- Rajawallop insignia, the official emblem of the 1st Infantry Regiment, King's Close Bodyguard
- Active: 1859–present
- Country: Thailand
- Branch: Royal Security Command
- Type: Royal guard
- Size: 3 Battalion
- Part of: Royal Security Command;
- Garrison/HQ: Bang Khen District, Bangkok
- Nicknames: Mahat Lek Rajawallop (มหาดเล็กราชวัลลภ, King's close bodyguards); Thahan Song Lo (ทหารสองโหล, Two-Dozen soldiers); Mahat Lek Lai Ka (มหาดเล็กไล่กา, Scarecrow Corps);
- Colors: Red – White
- March: Royal Guards March (มาร์ชราชวัลลภ, March Raja Vallobh)
- Engagements: Haw wars; Franco-Siamese conflict; World War I Western Front; ; Boworadet rebellion; World War II Franco-Thai War Battle of Banphlao; ; Pacific War; Japanese invasion of Thailand; South-East Asian theatre; Burma campaign; ; Cold War Korean War; Vietnam War; Communist insurgency in Thailand; Vietnamese border raids in Thailand; Thai–Laotian Border War; ; South Thailand insurgency;
- Decorations: Bravery Medal (2nd Battalion) King Rama VIII Royal Cypher Medal, 1st Class King Rama IX Royal Cypher Medal, 1st Class
- Website: www.1stinfantryreg.in.th

Insignia

= 1st Infantry Regiment (Thailand) =

The 21st King Close Bodyguard Regiment, King's Guard (กรมทหารมหาดเล็กราชวัลลภที่ 21 รักษาพระองค์) (กรม.ทม.ร.21 รอ.) is a King's Guard regiment under the Royal Security Command. The regiment is divided into three battalions, all of them based in Bangkok. The regiment is the only unit of the Royal Thai Armed Forces with the designation Mahat Lek Rajawallop (มหาดเล็กราชวัลลภ); meaning the king's close bodyguards, translated as the King's Own Bodyguards. The unit was first established by King Chulalongkorn (Rama V) in 1859, whilst he was still a young prince. One of the primary roles of the regiment is to provide security and protection to members of the Thai royal family as well as the ceremonial escort and guarding of the royal palaces. The unit is the oldest regiment of the Thai army.

==History==
The Royal Guards were established by King Chulalongkorn (Rama V) of Siam in 1859, when he was still a young prince. Initially, the Royal Guards were servants with duties such as scaring crows, which led to commoners referring to them as the "Mahat Lek Lai Ka," roughly translated as "Scarecrow Corps."

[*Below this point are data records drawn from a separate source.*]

PR #1079, opened 2023-03-29
fix(memberships): restriction check for inline prompt insertion

miguelpeixe:
### All Submissions:

The paywalled post check is using the `wc_memberships_is_post_content_restricted()` function incorrectly. This will always be true if the post is restricted to any user and does not take the current user into account. 

This bug was found while working [the same fix for another feature](https://github.com/Automattic/newspack-plugin/pull/2366#issuecomment-1489119379).

This PR improves the check with the `wc_memberships_view_restricted_post_content` capability check.

1. Install and configure Woo Memberships while in the master branch
2. Setup an always visible inline prompt set to position 0
3. Login with an account that has a plan (can be the admin account)
4. Confirm the inline prompt does not render
5. Checkout this branch and confirm the prompt renders
6. Log out, visit the page and confirm the prompt does not render

### Other information:

### DIFF
--- a/includes/class-newspack-popups-inserter.php
+++ b/includes/class-newspack-popups-inserter.php
@@ -418,6 +418,24 @@ final class Newspack_Popups_Inserter {
 	}
 
 	/**
+	 * Whether the given post is being restricted by Woo Memberships.
+	 *
+	 * @param int $post_id The post ID.
+	 */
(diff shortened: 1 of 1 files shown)


leogermani (approved):
it works!

PR #1087, opened 2023-04-05
feat: start proof-of-concept for localStorage API

dkoo:
### All Submissions:

Proof of concept of a `localStorage`-based reader data model + segmentation API.

This proof of concept only explores a potential data model for reader data cached in `localStorage`, and APIs to read/write reader data and match it to prompt segments. It handles reader data storage and retrieval for anonymous readers only, and segmentation criteria for newsletter signup, donation, and article views. Things it doesn't handle (not exhaustive):

* User login and storage to user meta
* Segmentation by user account, favorite categories, or referral URL
* Deprecation of server-based API or AMP elements
* Analytics
* Frequency-based prompt display ("display prompt every _n_ pageviews")
* Scroll-based overlays
* Favorite category updates
* Prompt interaction events (loaded/seen/dismissed)
* Newsletter signup or donation events (upon submitting signup/donation forms)
* Newsletter signup or donation lookup (for existing subscribers/donors)
* Previewing

1. Create some segments and prompts based on article views, or "not a subscriber"/"not a donor"/"no user account" criteria.
2. Confirm that the prompts display as expected according to the highest-priority matching segment.

### Other information:


src/view/segmentation.js
```diff
@@ -0,0 +1,248 @@
...
+	) {
+		matches = false;
+	}
+	if (
+		configuration.max_posts &&
+		configuration.max_posts > 0 &&
+		articleViewCount > configuration.max_posts
+	) {
+		matches = false;
+	}
```
miguelpeixe, line 92: I know it's a draft but I wanted to register that we might wish to use a more abstract logic for implementing the matching logic for segmentation criteria.

In the spirit of having criteria as an extensible aspect of the plugin, we can think of them as something you configure and register, along with its matching logic:

```js
// Article view count criteria registration
const criteria = {
	name: 'Article view count',
	// ... other necessary metadata
	matchCallback: () => {
		const articleViewCount = readerData.store.get( 'articleViewCount' ) || 0;
		return true;
	}
}
registerCriteria( 'articleViewCount', criteria );
```

The `registerCriteria()` function would store a map of criteria. The `doesReaderMatchSegment()` function would read from that map to filter the relevant criteria for the given segment and execute each criteria callback.

miguelpeixe: The criteria could even be the one creating any necessary data, either from an `init` callback in its registration schema or as part of its overall logic, imagining it as something located in a `criteria/articleViewCount.js` file. 🤔

miguelpeixe: In addition to that, in the same discussion but for a separate PR, we should also consider a criteria registration for the backend in the same fashion

dkoo: This is a great idea. I think I grasp what you're suggesting and will give it a go, but I might huddle with you if I run into any blockers since you seem to have a strong idea of how we could set this up.

dkoo:
Closing in favor of #1169

PR #1090, opened 2023-04-12
feat: support RAS default prompts wizard UI

dkoo:
### All Submissions:

* [x] Have you followed the [Newspack Contributing guideline](https://github.com/Automattic/newspack-plugin/blob/master/.github/CONTRIBUTING.md)?
* [x] Does your code follow the [WordPress' coding standards](https://make.wordpress.org/core/handbook/best-practices/coding-standards/) and [VIP Go coding standards](https://vip.wordpress.com/documentation/vip-go/code-review-blockers-warnings-notices/)?
* [x] Have you checked to ensure there aren't other open [Pull Requests](../../pulls) for the same update/change?

### Changes proposed in this Pull Request:

Supports new RAS-related setup UI in https://github.com/Automattic/newspack-plugin/pull/2399. The main changes:

- Updates the prompt schema to support additional user input field data types (array and integer in addition to string)
- Implements logic to store user inputs by field name and populate preset config placeholders with matching stored inputs when fetching the preset configs
- Implements logic to build dynamic prompt previews from preset config + user input, without having to create prompt posts

### How to test the changes in this Pull Request:

Follow testing instructions in https://github.com/Automattic/newspack-plugin/pull/2399. The plugin should function as usual and all tests should continue passing even without the changes in https://github.com/Automattic/newspack-plugin/pull/2399.

### Other information:

* [x] Have you added an explanation of what your changes do and why you'd like us to include them?
* [ ] Have you written new tests for your changes, as applicable?
* [x] Have you successfully ran tests with your changes locally?

PR #1096, opened 2023-04-19
feat: add help info for preset prompts

dkoo:
### All Submissions:

Adds static help copy and screenshot assets for prompt presets and schema. See https://github.com/Automattic/newspack-plugin/pull/2415.

Also fixes a regression introduced in [49cdc86](https://github.com/Automattic/newspack-popups/pull/1090/commits/49cdc86dab259324a5c72a74f492da9c86ffef90) in which featured images are not included in dynamic preset previews.

Also tweaks the order of RAS presets to match the UI designs.

See instructions in https://github.com/Automattic/newspack-plugin/pull/2415.

### Other information:


presets/ras-defaults.json
```diff
@@ -105,7 +105,18 @@
                     "required": true,
                     "default": []
                 }
-            ]
+            ],
+            "help_info": {
+                "screenshot": "reg-overlay.png",
```
miguelpeixe, line 110: I think it's best if this is left empty, if the image is not available it'll cause a 404. The prompt UI shouldn't render anything in that case.

miguelpeixe (approved):
🙌 

Non-blocking suggestion:

presets/ras-defaults.json
dkoo: Ah, good call! d92742 removes the `screenshot` property if it can't find the referenced filename in the `src/assets` folder, which should avoid rendering the `img` tag and making a 404 request.

PR #1121, opened 2023-05-24
fix: attempt to create config file on every host

miguelpeixe:
### All Submissions:

Tweaks the lightweight API config file creation to attempt on every host. The logic to skip if set as env var is preserved but all config variables will be checked, instead of just `DB_CHARSET`, `WP_CACHE_KEY_SALT`, and `DB_PREFIX`.

1. On a fresh instance, install the plugin and confirm the file is created
2. Remove the created file and set your database credentials as env vars, if not possible through runtime configuration, [`putenv()`](https://www.php.net/manual/en/function.putenv.php) is convenient
3. Refresh wp-admin and confirm the file is created but the env vars were skipped

### Other information:

### DIFF
--- a/includes/class-newspack-popups.php
+++ b/includes/class-newspack-popups.php
@@ -874,23 +874,54 @@ final class Newspack_Popups {
 	 * Create the config file for the API, unless it exists.
 	 */
 	public static function create_lightweight_api_config() {
-		// Don't create a config file if not on Newspack's Atomic platform, or if there is a file already.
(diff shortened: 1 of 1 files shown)


leogermani (approved):
Works fine

I tried to find some context on why we  were limiting this file creation only to atomic sites but didn't find anything -> https://github.com/Automattic/newspack-popups/pull/228

I think this should be fine

PR #1127, opened 2023-06-05
fix: don’t include inactive segments in API request payload

dkoo:
### All Submissions:

Fixes a bug in which inactive segments are included in the payload for the segmentation API request. This doesn't resolve, but helps avoid, an issue where including too many segments in the payload results in a "Request URI too long" error response.

This is fairly unlikely to happen in a production environment, so it's an edge case.

1. Generate a lot of segments, but make most of them inactive. The easiest way to do this is to repeatedly navigate to `domain/wp-admin/admin.php?page=newspack-engagement-wizard#/reader-activation/complete` and click the button to "Enable Reader Activation". Each time you do this it will generate a new set of default segments + prompts, and deactivate the old ones. Do this at least 4 times to replicate the bug.
2. View the front-end and observe that no prompts are shown. If you open Dev Tools > Network and inspect the response from the `newspack-popups/api/campaigns/index.php` GET request, you should see the "Request URI too long" error response.
3. Check out this branch and repeat step 2. Confirm that the prompts matching your reader segment are shown as expected, and that the payload for the GET request is now much shorter.

### Other information:

### DIFF
--- a/includes/class-newspack-popups-segmentation.php
+++ b/includes/class-newspack-popups-segmentation.php
@@ -357,9 +357,11 @@ final class Newspack_Popups_Segmentation {
 	/**
 	 * Get all configured segments.
 	 *
+	 * @param boolean $include_inactive If true, fetch both inactive and active segments. If false, only fetch active segments.
+	 *
 	 * @return array Array of segments.
 	 */
-	public static function get_segments() {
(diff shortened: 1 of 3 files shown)


miguelpeixe (approved):
Working as described! 🙌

When he succeeded his father in 1868, King Chulalongkorn took his Royal Guard and formed a 24-strong Royal Bodyguard, referred to as the "Thahan Song Lo" (Two-Dozen soldiers"). In 1870, the unit was upgraded into a full army regiment and was given the name the "King's Guard" and their duties included escorting the king while he travelled around the country. The king commanded the regiment himself until 1873, when he appointed Lieutenant General Chao Phraya Phasakornwongse as its first military commander.

The Royal Guards still exist down to the present and serve as protectors of the royal family of Thailand.

On 18 January 2019, the unit has renamed to 1st Royal Guard Regiment, King's Guard. Then, on 23 April 2019, the unit has renamed again to 1st Infantry Regiment, King's Close Bodyguard.

On October 1, 2019, the command of the unit was transferred from the 1st Division, King's Guard to the Royal Security Command under the command of King Vajiralongkorn, along with 11th Infantry Regiment. Thereby removing the two units out of the chain of command of the Royal Thai Army and into the monarchy.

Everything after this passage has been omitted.